## [WHAT IS REQUIRED]
Copy every line of the records below where the word "files" occurs.

## [DATASET RECORDS]
PR #1818, opened 2020-07-30
Fix bucket planner execution

pviossat:
An extra argument was passed to bucket execution method, causing bucket planner to crash.

### DIFF
--- a/app/service/planning_svc.py
+++ b/app/service/planning_svc.py
@@ -64,7 +64,7 @@ class PlanningService(PlanningServiceInterface, BasePlanningService):
         :return: True if planner stopping conditions are met
         :rtype: bool
         """
-        await self._bucket_execute(operation, planner, link_ids, condition_stop)
+        await self._bucket_execute(operation, planner, link_ids)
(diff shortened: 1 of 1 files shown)


pviossat:
I've updated the PR to add more fixes to the bucket planner. The bucket planner used to go through each bucket only one time in each iteration of the cyber kill chain while some procedures are only unlocked when other have successfully executed in the same bucket. It was causing the state machine to go to the next step while the previous one was not completely exhausted.

For instance in Thief adversary, in 'collection' tactic there are two abilities that unlock a third one ('find sensitive files' and 'create stage directory' that unlock 'stage files to directory'). It used to ignore 'stage files to directory' and go to 'exfiltration' stage where the directory was compressed (without files inside !). 

This PR should give the expected behavior to the bucket planner.

elegantmoose:
Reviewing.

elegantmoose:
@pviossat  - good catch, thank you.

 Can you do me a favor though and do a fresh pull of master into this branch. I cant test as it is as other core code has changed and it's breaking on those changes.

pviossat:
I've rebased my branch on updated master, everything seems to work on my side.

## [ANSWER BELOW]
(diff shortened: 1 of 1 files shown)
For instance in Thief adversary, in 'collection' tactic there are two abilities that unlock a third one ('find sensitive files' and 'create stage directory' that unlock 'stage files to directory'). It used to ignore 'stage files to directory' and go to 'exfiltration' stage where the directory was compressed (without files inside !). 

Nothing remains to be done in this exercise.